## TASK REQUIREMENTS:
If a line of the records contains the string "perhaps", copy it out.

= = =

PR #313, opened 2016-03-02
Add tests (currently passing) described in https://github.com/couchba…

tleyden:
https://github.com/couchbaselabs/sync-gateway-testcluster/issues/291#issuecomment-190858093

Even though these are all passing, they should serve as useful regression tests for bucket shadowing.  Would also like to run these overnight in a loop on Jenkins.


sethrosetter:
Should these be removed or automated - https://github.com/couchbaselabs/sync-gateway-testcluster/blob/feature/issue_291_additional_ftests/functional_tests/test_bucket_shadow.py#L179-L185 ?

tleyden:
Related to https://github.com/couchbase/sync_gateway/issues/1635

PR #335, opened 2016-03-09
Use admin port when checking to see if sync gateway up

tleyden:
Fixes this issue: https://github.com/couchbase/sync_gateway/pull/1636#issuecomment-194560277


tleyden:
Nevermind, looks like this causes more problems than it solves

PR #362, opened 2016-03-30
Pull jenkins results. Work around until jenkins can host the html pages

sethrosetter:


tleyden:
Is there any other way aside from hardcoding the ip addresses?

PR #367, opened 2016-03-31
Add dump-release-packages.py script

sethrosetter:
Add script to download and exact all mobile packages and write the package contents to file


tleyden:
Can you add a comment to the top of the file to this effect:

> This script will pull the packages defined below and save the package contents in a series of files:

Also, "dump" is a bit confusing.  How about renaming to download-release-packages.py

sethrosetter:
@tleyden Made the name change. Merging get unblocked on some work

PR #222, opened 2021-01-01
Read version from .nvmrc or .tool-versions config

matoakley:
[NVM](https://github.com/nvm-sh/nvm) and [asdf](https://github.com/asdf-vm/asdf) are popular tools for managing node (and other dependency) versions in projects. These tools provide the ability to specify the version number in either a `.nvmrc` or `.tool-versions` file and have the management tool automatically install and configure that version.

This patch (shamelessly plagiarised and adapted from [setup-ruby](https://github.com/ruby/setup-ruby)) will attempt to set the version from the `.nvmrc` or `.tool-versions` file if not specified explicitly. If it is unable to find and parse a version then it will return a blank string and fallback to the original logic to use the architecture's pre-installed node.

To be clear, the order of precedence is:

1. Use the version explicitly set in the `version` or `node-version` option,
2. Attempt to read the version from `.nvmrc` if the file is present,
3. Attempt to read the version from `.tool-versions` if the file is present,
4. Fallback to the system node.

By enabling the action to read from these common configuration files we reduce coupling and allow developers to manage their node version from a single location within their codebase.

This patch provides the enhancement discussed in #32 .

Finally, this is the first time that I've worked with Typescript (I'm a rubyist at heart) so I'm open to code review and suggestions to improve the code itself.

Happy New Year! 🎉

### DIFF
--- a/dist/index.js
+++ b/dist/index.js
@@ -4695,6 +4695,7 @@ const auth = __importStar(__webpack_require__(202));
 const path = __importStar(__webpack_require__(622));
 const url_1 = __webpack_require__(835);
 const os = __webpack_require__(87);
+const fs = __webpack_require__(747);
 function run() {
     return __awaiter(this, void 0, void 0, function* () {
         try {
@@ -4702,10 +4703,7 @@ function run() {
             // Version is optional.  If supplied, install / use from the tool cache
             // If not supplied then task is still used to setup proxy, auth, etc...
             //
-            let version = core.getInput('node-version');
-            if (!version) {
-                version = core.getInput('version');
-            }
+            let version = parseNodeVersion();
             let arch = core.getInput('architecture');
             // if architecture supplied but node-version is not
             // if we don't throw a warning, the already installed x64 node will be used which is not probably what user meant.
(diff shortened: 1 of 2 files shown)


dist/index.js
```diff
@@ -4742,6 +4740,29 @@ function isGhes() {
     const ghUrl = new url_1.URL(process.env['GITHUB_SERVER_URL'] || 'https://github.com');
     return ghUrl.hostname.toUpperCase() !== 'GITHUB.COM';
 }
+function parseNodeVersion() {
+    let nodeVersion = core.getInput('node-version') || core.getInput('version');
```
jamiehaywood, line 4744: just wanted to ask here whether you want to check for a `falsy` value or just `null` or `undefined`? If the latter:

```suggestion
    let nodeVersion = core.getInput('node-version') ?? core.getInput('version');
```

src/main.ts
```diff
@@ -64,3 +61,29 @@ function isGhes(): boolean {
...
+      // Read from .nvmrc
+      nodeVersion = fs.readFileSync('.nvmrc', 'utf8').trim();
+      console.log(`Using ${nodeVersion} as input from file .nvmrc`);
+    } else if (fs.existsSync('.tool-versions')) {
+      // Read from .tool-versions
+      const toolVersions = fs.readFileSync('.tool-versions', 'utf8').trim();
+      const nodeLine = toolVersions
+        .split(/\r?\n/)
+        .filter(e => e.match(/^nodejs\s/))[0];
+      nodeVersion = nodeLine.match(/^nodejs\s+(.+)$/)![1];
```
jamiehaywood, line 79: `.match()` returns `RegExpMatchArray | null`, so rather than using definite assignment assertion (`!`), perhaps use the optional chain (`?`) to query the RegExpMatchArray. If nothing is returned here, it will assign `undefined` to `nodeVersion`. 

This does then throw into question the flow of these statements, because if I have a `.tool-versions` with the `nodejs` key in (I think that's what you're testing?) but no value, then it will return undefined.

I would revisit this by allowing TS to guide you with the types & then making sure that a string is definitely being returned.

```suggestion
      nodeVersion = nodeLine.match(/^nodejs\s+(.+)$/)?.[1];
```

jasonkarns:
Looks like a dupe of #209 ?

Just commenting since it's highly related: https://github.com/nodenv/actions-node-version is an action that reads .node-version file (leveraging [nodenv](https://github.com/nodenv/nodenv)) and exposes it as an output that can be used as an input to the setup-node action. This would be a workaround until/unless setup-node gains the ability to do it automatically.

ruscon:
@matoakley @jamiehaywood Is there anything I can do to complete this feature?

jamiehaywood:
@ruscon unfortunately I'm not a maintainer, I just added a review because I'm keen to get this feature into `setup-node`. I think there are 2 or 3 PRs covering the same feature floating around, so it might be worth having a look on them as well, and seeing the status of that.

ruscon:
this solution is better
https://github.com/actions/setup-node/pull/239

matoakley:
@jamiehaywood Thanks for the review it's much appreciated 👍 

Sadly I've lost hope on this PR given that the project appears to be all but abandoned by its maintainers. As has been pointed out, there are now at least 3 open PRs offering a solution to this problem and there seems to be high demand for the feature.

@ruscon I agree that #239 would probably be a better all-round solution but whether it is "better" is subjective. For example, it wouldn't have solved my problem as the patch does not lookup the `.tool-versions` file which https://github.com/asdf-vm/asdf uses.

In the 3 months since I submitted this PR I have migrated my development environment to Docker and have resigned myself to managing the Node version manually for Github Actions.

PR #226, opened 2021-01-15
Update action.yml

hubsen1980:


bryanmacfarlane:
no context on the change and why it's needed.  closing for now.

PR #247, opened 2021-03-29
Add npm-version option

frbuceta:
This change adds an option which allows to install a different version of NPM


lastthyme (approved):

mattstrayer:
This would be a very welcomed feature. Can we get this out the door?

mellis481:
@frbuceta Are you able to see this PR through please?  Would be great to get this in.

pierresisson (approved):
LGTM

sztadii:
@frbuceta would you like to resolve the conflicts? I was thinking to implement this feature by myself, but in this case, you will lose the whole glory :(

sztadii:
It looks like the forked repo does not exist, so we can not resolve the conflicts. Should we close the PR?

brcrista:
@sztadii yes, we'll have to do that to make progress.

Looks like a useful feature.  But rather than adding a separate input, perhaps we should just support [`engines.npm`](https://docs.npmjs.com/cli/v8/configuring-npm/package-json#engines) as we are with `engines.node`: https://github.com/actions/setup-node/pull/485

PR #266, opened 2021-05-21
Create ADR for integrating cache functionality to setup-node action

maxim-lobanov:


docs/adrs/0000-caching-dependencies.md
```diff
@@ -0,0 +1,59 @@
...
+# Context
+`actions/setup-node` is the 2nd most popular action in GitHub Actions. A lot of customers use it in conjunction with [actions/cache](https://github.com/actions/cache) to speed up dependencies installation.  
+See more examples on proper usage in [actions/cache documentation](https://github.com/actions/cache/blob/main/examples.md#node---npm).
+
+# Goals & Anti-Goals
+Integration of caching functionality into `actions/setup-node` action will bring the following benefits for action users:
+- Decrease the entry threshold for using the cache for Node.js dependencies and simplify initial configuration
+- Simplify YAML pipelines because no need additional steps to enable caching
+
+As a result, more users will use the cache for Node.js builds and will be happy with fast builds.
```
AlenaSviridenko, line 15: I would move speed up to the benefits list, because it can save cost of the workflow

docs/adrs/0000-caching-dependencies.md
```diff
@@ -0,0 +1,59 @@
...
+
+We don't persue the goal to provide wide customization of caching in scope of `actions/setup-node` action. The purpose of this integration is covering ~90% of basic use-cases. If user needs flexible customization, we should advice them to use `actions/cache` directly.
+
+# Decision
+- Add `cache` input parameter to `actions/setup-node`. For now, input will accept the following values: 
+  - `npm` - enable caching for npm dependencies
+  - `''` - disable caching (default value)
+  - Potentially, we will be able to extend this input to support Yarn
+- Cache feature will be disabled by default to make sure that we don't break existing customers. We will consider enabling cache by default in next major release (`v3`)
+- Add optional input `package-lock-path` that will allow to specify path to `package.lock.json` file path:
```
AlenaSviridenko, line 26: package-lock.json is the correct naming. It should be updated in several places

AlenaSviridenko (approved):

MaksimZhukov (approved):

docs/adrs/0000-caching-dependencies.md
```diff
@@ -0,0 +1,59 @@
...
+- Decrease the entry threshold for using the cache for Node.js dependencies and simplify initial configuration
+- Simplify YAML pipelines because no need additional steps to enable caching
+- More users will use cache for Node.js so more customers will have fast builds!
+
+As the first stage, we will add support for NPM dependencies caching. We can consider adding the same functionality for Yarn later.
+
+We don't persue the goal to provide wide customization of caching in scope of `actions/setup-node` action. The purpose of this integration is covering ~90% of basic use-cases. If user needs flexible customization, we should advice them to use `actions/cache` directly.
+
+# Decision
+- Add `cache` input parameter to `actions/setup-node`. For now, input will accept the following values:
```
maxim-lobanov, line 21: We have thought about making this input boolean like `cache: true` and it would work for us for now. But if we want to extend caching to Yarn in future, we will need to add additional field to choose between Yarn / npm. Npm 7 started t support `yarn.lock` so we can't choose package manager by filename anymore.

Any thoughts and feedback are appreciated

docs/adrs/0000-caching-dependencies.md
```diff
@@ -0,0 +1,59 @@
...
+As the first stage, we will add support for NPM dependencies caching. We can consider adding the same functionality for Yarn later.
+
+We don't persue the goal to provide wide customization of caching in scope of `actions/setup-node` action. The purpose of this integration is covering ~90% of basic use-cases. If user needs flexible customization, we should advice them to use `actions/cache` directly.
+
+# Decision
+- Add `cache` input parameter to `actions/setup-node`. For now, input will accept the following values: 
+  - `npm` - enable caching for npm dependencies
+  - `''` - disable caching (default value)
+  - Potentially, we will be able to extend this input to support Yarn
+- Cache feature will be disabled by default to make sure that we don't break existing customers. We will consider enabling cache by default in next major release (`v3`)
```
maxim-lobanov, line 25: Considering the fact that users can use either `npm` or `yarn`, I am not sure actually how we can enable it by default in future without making `cache` input mandatory (that doesn't sound good from UX side).
@ahdbilal , any concerns about it?

docs/adrs/0000-caching-dependencies.md
```diff
@@ -0,0 +1,59 @@
...
+- Add optional input `package-lock-path` that will allow to specify path to `package-lock.json` file path:
```
maxim-lobanov, line 26: @ahdbilal , I am not sure what is the best name for this input instead of `package-lock-path`.
The purpose of the input is specifying the path to file which hash will be used as caching key

docs/adrs/0000-caching-dependencies.md
ahdbilal: fine with me for not making this on by default. I will get other folks opinions on it.

docs/adrs/0000-caching-dependencies.md
ahdbilal: maybe `working-directory`. I will get others' opinions on it.

maxim-lobanov: This input should accept either directory path or file path so `working-directory` doesn't sound correct. Also, `working-directory` sounds very generic. It is not clear what should be put in this input

docs/adrs/0000-caching-dependencies.md
ahdbilal: I really want this to be boolean. can we not automatically detect the package manager?

docs/adrs/0000-caching-dependencies.md
ahdbilal: agreed! let us get others' opinions on it.

docs/adrs/0000-caching-dependencies.md
maxim-lobanov: No way unfortunately, because we can't rely on file name.
I agree on having `cache: boolean` but in this case, we will need additional field in future like `package-manager`

konradpabjan: I think `cache: npm` is the best name that we can then re-use across some of our other first party actions.

For example long-term with `setup-python`, there are a bunch of package managers like `pip`, `conda` and `virtualenv` that would have to be supported so having `cache: true/false` would be very hard to extend

docs/adrs/0000-caching-dependencies.md
konradpabjan: This statement seems appropriate 👍 No need to change the current behavior with `v2`.

We can initially try it out and if it works really well and users see a large improvement then we can consider trying to enable this for `v3`.

One option with `v3` is to make the `cache` input mandatory but we set the default value to `npm`. If there is no `package-lock.json` then the action will output a warning instead of failing. This will not break existing workflows, the majority of users would see improvements due to utilizing cache and for `yarn` users they would only see a warning annotation that should be descriptive enough for them to figure out what is going on. With a mandatory input though, we could add something like a `cache: disabled` option for users who really don't want it. In the future we can make that call but for the moment making it optional is perfect just so it can be tested out.

One potential issue I could see happening with caching being mandatory when moving to v3 is that some users might have extra caching happening that causes them to use more than 5GB. That could cause automatic eviction and all sorts of headaches so we would need to document things extensively before. Lots of considerations but in general I think we should be aggressive about trying to enabling caching by default.

docs/adrs/0000-caching-dependencies.md
konradpabjan: `cache-package-path` might be worth considering. For all the big setup actions, python, dotnet, node I think we would be primarily be focusing on speeding up caching of dependencies that in some way originate from **package managers**. For node that is `npm` and `yarn`, for Python this is `conda`, `pip`, for Dotnet this could be `nuget` or potentially `Chocolatey NuGet`.

I like having `cache` at the start because then it's immediately obvious that this is in some way related to caching and the earlier `cache` input. If we remove the `-lock` from this input then it becomes generic enough where we can reuse this across all of our first party actions.

`cache-dependency-path` is another option, but I don't like it that much. My vote goes to `cache-package-path`

docs/adrs/0000-caching-dependencies.md
maxim-lobanov: That is really good point

docs/adrs/0000-caching-dependencies.md
maxim-lobanov: I would rather keeping cache disabled even in v3  because don't want to push customers choosing anything. In setup-java, we have seen a lot of feedback that customers don't want to choose between adopt and zulu

alepauly (approved):
The general idea makes sense to me. Left a couple of comments

docs/adrs/0000-caching-dependencies.md
maxim-lobanov: In my opinion, the providing ability to specify package lock path should be available in the first iteration. It is pretty difficult from implementation side and don't have underwater rocks.
Without this feature, we will drop all use-cases where package-lock.json / yarn.lock are located in any subfolder (that looks like popular case).

It is very very basic customization that "should be". Just my IMHO.

As for the naming of field, I would prefer `package-lock-path` because it is clearer what should be specified. But i am open for suggestions

maxim-lobanov: We have decided to not support custom location for `package-lock.json` and `yarn.lock` in the first iteration

AlenaSviridenko (approved):

dmitry-shibanov (approved):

= = =

## TASK RESULT:
jamiehaywood, line 79: `.match()` returns `RegExpMatchArray | null`, so rather than using definite assignment assertion (`!`), perhaps use the optional chain (`?`) to query the RegExpMatchArray. If nothing is returned here, it will assign `undefined` to `nodeVersion`. 
Looks like a useful feature.  But rather than adding a separate input, perhaps we should just support [`engines.npm`](https://docs.npmjs.com/cli/v8/configuring-npm/package-json#engines) as we are with `engines.node`: https://github.com/actions/setup-node/pull/485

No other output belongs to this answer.